Now the Nationals have got the hump again. On January 20, 2026, senators Bridget McKenzie, Ross Cadell, and Susan McDonald resigned from the shadow ministry after defying Ley on the hate speech bill. This isn’t principle; it is electoral calculus. They see One Nation’s surge in their own polling and calculate that “freedom” rhetoric plays better in the bush than Ley’s flaky authority.

The Nationals have cheered on decades of executive power mission creep. Ironically, their sudden, novel embrace of individual liberty rebellion highlights the Liberals’ authoritarian drift: even the Coalition’s most rusted-on authoritarians can’t swallow Labor’s hastily compiled hate speech laws.


The Corporate DNA Problem

The Liberals’ collapse is less a sudden implosion than a long, methodical estrangement from the country it once claimed to represent. A party that prided itself on “sound management” and “sensible centrism” has bled relevance by clinging to culture-war reflexes and a nostalgia most voters no longer share. As Paul Keating put it: “The Liberal Party is the party of business in parliament.”

But here’s the rub: Labor is just as captured. Woodside, BHP, and Rio Tinto fund both sides. The difference? Labor still has electoral viability because it retains a threadbare connection to its working-class base. The Liberals never had that ballast. They were always the creatures of corporate Australia—and now that their corporate masters have decided both major parties are easier to control than one effective opposition, the Liberals have become redundant.


What Extinction Looks Like

Political extinction doesn’t happen overnight. It’s a slow-motion car crash, visible in the data long before the final impact.

First, you lose the cities. The Liberals haemorrhaged Adelaide, Sydney, and Melbourne because educated urban voters recognised the emptiness beneath the slogans. The Teals took the blue-ribbon seats not through superior campaigning, but because those seats’ residents finally noticed their party had been hollowed out by mining money and culture-war grifters.

Then you lose the margins. Tasmania, once Liberal heartland, clear-felled. South Australia, gone. The party now exists almost entirely in Western Australia—and even there, it’s on borrowed time.

Finally, you lose internal coherence. When your parliamentary party fits in a minibus, factionalism becomes farce. The moderates, the hard right, the whatever-Angus-Taylor-is crowd—they’ll tear each other apart fighting over eight seats, because that’s all that will be left.


The Final Count

So, of those 18 Liberal MPs, how many are marginal at current polling?

The honest answer? All of them.

When your primary vote is 24% and One Nation is breathing down your neck at 21%, when Labor maintains a big leadand even your safest seats are starting to look shaky, “marginal” becomes a polite fiction. You’re not defending margins anymore. You’re fighting for survival as a federal political entity.

Six to eight seats. That’s the floor.
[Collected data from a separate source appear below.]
PR #993, opened 2023-12-12
add example HP 34401A with RS232

d-el:
Add example with HP 34401A by RS232

### DIFF
--- a/examples/hp34401a_rs232.py
+++ b/examples/hp34401a_rs232.py
@@ -30,17 +30,11 @@ Run the program by changing to the directory containing this file and calling:
 python hp34401a_rs232.py /dev/ttyUSB0
 """
 
-import time
 import logging
-import sys
-from time import sleep
-import numpy as np
+import time
 import serial
 from pymeasure.adapters import SerialAdapter
 from pymeasure.instruments.hp import HP34401A
-from pymeasure.experiment import (
-    Procedure, FloatParameter, unique_filename, Results
-)
 import argparse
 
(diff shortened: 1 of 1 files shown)


examples/hp34401a_rs232.py
```diff
@@ -0,0 +1,81 @@
...
+                        parity=serial.PARITY_NONE,
+                        stopbits=serial.STOPBITS_TWO,
+                        bytesize=serial.EIGHTBITS,
+                        xonxoff=True,
+                        dsrdtr=True,
+                        rtscts=False,
+                        write_termination='\n',
+                        read_termination='\n',
+                        )
+meter = HP34401A(adapter)
```
BenediktBurger, line 59: why don't you just use the default connection (VISA)?
```suggestion
meter = HP34401A("ASRL" + args.serial)

```

BenediktBurger (commented):

What do you want to show with your example?

You can add yourself to the authors.txt.

examples/hp34401a_rs232.py
d-el: I'm facing a problem where the "SYSTem:REMOte" command is missing.
Only now I see the solution in the previous PR.

```
meter = HP34401A("ASRL/dev/ttyUSB0", timeout=5000, baud_rate=1200, data_bits=8, parity=0)
meter.write('SYSTem:REMote')
...
```

msmttchr: This could be probably added in the `__init__` method.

That’s what extinction’s opening act looks like.

And if the next election were held tomorrow? The Liberal Party would wake up as a Western Australian regional party with Canberra ambitions, a political curiosity, a historical footnote, a warning about what happens when you let the boardroom write your principles.

Sussan Ley can talk all she wants about a “strong and functioning opposition.” But when you’re presiding over 18 MPs, with 10 to 12 of them eyeing the lifeboats, you’re not leading an opposition. You’re managing a political hospice.

The Liberal Party isn’t dying. It’s already dead. We’re just waiting for someone to call the time of death.


4 thoughts on “A Dead Parrot

  1. The Libs downfall has been the lazy adoption of imported fossil fueled nativist policies from the US promoted by local think tanks and geriatric managed RW MSM.

    Was doable for the Libs decades ago with a heaving mass of skip dominated silent gens and boomers, but the bottom half of the boomers are more educated, diverse and liberal.

    Australia has changed since the ’80-’90s, or in Howard and Murdoch’s case, the fifties and white Australia?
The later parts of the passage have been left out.